[Task brief] The expected answer is the data below, retyped exactly.

-------- Data provided --------

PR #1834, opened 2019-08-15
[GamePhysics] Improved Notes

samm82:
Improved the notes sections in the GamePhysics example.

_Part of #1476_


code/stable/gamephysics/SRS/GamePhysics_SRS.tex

--------

[Exercise output]
PR #1834, opened 2019-08-15
[GamePhysics] Improved Notes

samm82:
Improved the notes sections in the GamePhysics example.

_Part of #1476_


code/stable/gamephysics/SRS/GamePhysics_SRS.tex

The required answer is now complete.